Troubleshooting SoftwareProcess Entities

The troubleshooting overview in Brooklyn gives information for how to find more information about errors.

If that doesn’t give enough information to diagnose, fix or workaround the problem, then it can be required to login to the machine, to investigate further. This guide applies to entities that are types of “SoftwareProcess” in Brooklyn, or that follows those conventions.

VM connection details

The ssh connection details for an entity is published to a sensor host.sshAddress. The login credentials will depend on the Brooklyn configuration. The default is to use the ~/.ssh/id_rsa or ~/.ssh/id_dsa on the Brooklyn host (uploading the associated ~/.ssh/id_rsa.pub to the machine’s authorised_keys). However, this can be overridden (e.g. with specific passwords etc) in the location’s configuration.

For Windows, there is a similar sensor with the name host.winrmAddress.

Install and Run Directories

For ssh-based software processes, the install directory and the run directory are published as sensors install.dir and run.dir respectively.

For some entities, files are unpacked into the install dir; configuration files are written to the run dir along with log files. For some other entities, these directories may be mostly empty - e.g. if installing RPMs, and that software writes its logs to a different standard location.

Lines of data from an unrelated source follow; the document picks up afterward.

PR #658, opened 2023-04-06
feat: annotate incoming sample rate

### LINKED ISSUE #612: If spans come in with existing Sample Rate > 1, we should annotate them

A customer had traces that were matching a rule, but had different sample rates. We eventually figured out that it was due to upstream telemetry setting sample rate (head sampling) but it took a while to get there, because the field "meta.refinery.original_sample_rate" was blank.

This was because we only populate that field if we're going to change the upstream value -- but here Refinery's desired rate was 1, so we weren't changing it. 

We should either:
* Populate that field anytime it's not 0
* Populate some other field that indicates that it was set upstream

I suggest the first one.

Not being confused.

**Additional context**

fchikwekwe:
Closes #612 

This issue simply annotates all incoming spans that have an original sample rate.


TylerHelmuth (commented):
Is there a test that confirms original_sample_rate is not set if `sp.SampleRate == 0`?

collect/collect.go
```diff
@@ -595,10 +595,9 @@ func (i *InMemCollector) dealWithSentTrace(keep bool, sampleRate uint, spanCount
 
 func mergeTraceAndSpanSampleRates(sp *types.Span, traceSampleRate uint, dryRunMode bool) {
 	tempSampleRate := sp.SampleRate
-	if traceSampleRate != 1 {
-		// When the sample rate from the trace is not 1 that means we are
-		// going to mangle the span sample rate. Write down the original sample
-		// rate so that that information is more easily recovered
+	if sp.SampleRate != 0 {
+		// Write down the original sample rate so that that information
+		//is more easily recovered
```
kentquirk, line 600:
```suggestion
		// is more easily recovered
```

kentquirk (approved):
One silly formatting nit; otherwise looks good!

Most entities have a sensor log.location. It is generally worth checking this, along with other files in the run directory (such as console output).

Process and OS Health

It is worth checking that the process is running, e.g. using ps aux to look for the desired process. Some entities also write the pid of the process to pid.txt in the run directory.

It is also worth checking if the required port is accessible. This is discussed in the guide “Troubleshooting Server Connectivity Issues in the Cloud”, including listing the ports in use: execute netstat -antp (or on OS X netstat -antp TCP) to list the TCP ports in use (or use -anup for UDP).

It is also worth checking the disk space on the server, e.g. using df -m, to check that there is sufficient space on each of the required partitions.